Issue #1645, opened 2018-04-25
gocode is broken on current go git master


OneOfOne:
Steps to Reproduce:

1. use current go git master.
2. get PANIC when you try to auto complete.

Possible fixes:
================================
> Task brief:
The complete listing is to be repeated exactly.

> Task solution:
Issue #1645, opened 2018-04-25
gocode is broken on current go git master


OneOfOne:
Steps to Reproduce:

1. use current go git master.
2. get PANIC when you try to auto complete.

Possible fixes:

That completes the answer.